**Brief:** For each line below that holds the word "message", make a copy.

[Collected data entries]

::::

PR #5559, opened 2024-06-18
Use stree for message block `fss`

neilalexander:
Should provide some deduplication of long subjects in memory when message blocks are loaded in.

Signed-off-by: Neil Twigg <neil@nats.io>

PR #5616, opened 2024-07-04
Fixes for filestore FSS state

neilalexander:
This PR contains some bug-fixes for the filestore FSS state.

First, if the filter provided is `_EMPTY_` then we need to overwrite it to `>` for the stree functions to work, but we failed to set `wc` when doing so. This could affect the decision on whether to linear-scan or not. We will now set `wc` too in this case.

Second, if the FSS only contains a single subject then we may not correctly set `isAll` if the filter contained a wildcard, as `Find` does not work with wildcards and therefore wouldn't match the single subject. Updated to use `Match` instead, so that it correctly uses wildcards.

Third, replaces `Match(>)` with `Iter` in `enforceMsgPerSubjectLimit`, not because it is behaviourally different, but because we need to walk the entire stree anyway and `Iter` saves CPU cycles by skipping the match step.

Fourth, updates the bounds checking on various functions that use `Find` so that the logic matches the `Match` equivalents. This also matters in particular in `SubjectsState` which could fail altogether when the filter was a subject literal rather than a wildcard and the `psim` was out-of-date/needing update.

Fifth, in `NumPending` and in `filteredPendingLocked` when matching the FSS state, if we find a partial, don't process any further matches after that. This bug was introduced in #5559 as there used to be a `break` there, whereas now the `Match` that replaces it can't be interrupted in the same way.

### DIFF
--- a/server/filestore.go
+++ b/server/filestore.go
@@ -3084,6 +3084,10 @@ func (fs *fileStore) NumPending(sseq uint64, filter string, lastPerSubject bool)
 
 			var havePartial bool
 			mb.fss.Match(stringToBytes(filter), func(bsubj []byte, ss *SimpleState) {
+				if havePartial {
+					// If we already found a partial then don't do anything else.
+					return
+				}
 				subj := bytesToString(bsubj)
 				if ss.firstNeedsUpdate {
 					mb.recalculateFirstForSubj(subj, ss.First, ss)
--- a/server/filestore.go
+++ b/server/filestore.go
@@ -2323,7 +2323,10 @@ func (mb *msgBlock) firstMatching(filter string, wc bool, start uint64, sm *Stor
 
 	// If we only have 1 subject currently and it matches our filter we can also set isAll.
 	if !isAll && mb.fss.Size() == 1 {
-		_, isAll = mb.fss.Find(stringToBytes(filter))
+		// Since mb.fss.Find won't work if filter is a wildcard, need to use Match instead.
+		mb.fss.Match(stringToBytes(filter), func(subject []byte, _ *SimpleState) {
+			isAll = true
+		})
 	}
 	// Make sure to start at mb.first.seq if fseq < mb.first.seq
 	if seq := atomic.LoadUint64(&mb.first.seq); seq > fseq {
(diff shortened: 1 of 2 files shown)


server/filestore.go
```diff
@@ -2613,7 +2613,12 @@ func (fs *fileStore) checkSkipFirstBlock(filter string, wc bool) (int, int) {
 			}
 		})
 	} else if psi, ok := fs.psim.Find(stringToBytes(filter)); ok {
-		start, stop = psi.fblk, psi.lblk
+		if psi.fblk < start {
```
derekcollison, line 2620: I think the original was ok

server/filestore.go
```diff
@@ -2684,7 +2689,12 @@ func (fs *fileStore) numFilteredPendingWithLast(filter string, last bool, ss *Si
 		})
 	} else if psi, ok := fs.psim.Find(stringToBytes(filter)); ok {
 		ss.Msgs += psi.total
-		start, stop = psi.fblk, psi.lblk
+		if psi.fblk < start {
```
derekcollison, line 2696: Same here.

server/filestore.go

::::

**Exercise answer:**
Use stree for message block `fss`
Should provide some deduplication of long subjects in memory when message blocks are loaded in.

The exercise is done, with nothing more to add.